[About this exercise] Check each line of the entries below for the word "bound", then state how many lines have it and nothing more.

▬▬▬

PR #1435, opened 2018-09-26
fix(react-chart): bind default domain names for argument and value axes

DmitryBogomolov:
BREAKING CHANGES:
Previously, there was a single `Grid` plugin. Now there are `ArgumentGrid` and `ValueGrid` plugins. 
`ArgumentGrid` is bound to an argument domain.
`ValueGrid` is bound to a value domain specified by the name property or to a default domain.


Krijovnick:
Change PR name from 'fix(chart)' to 'fix(react-chart)' pls.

▬▬▬

[Result for this exercise] 2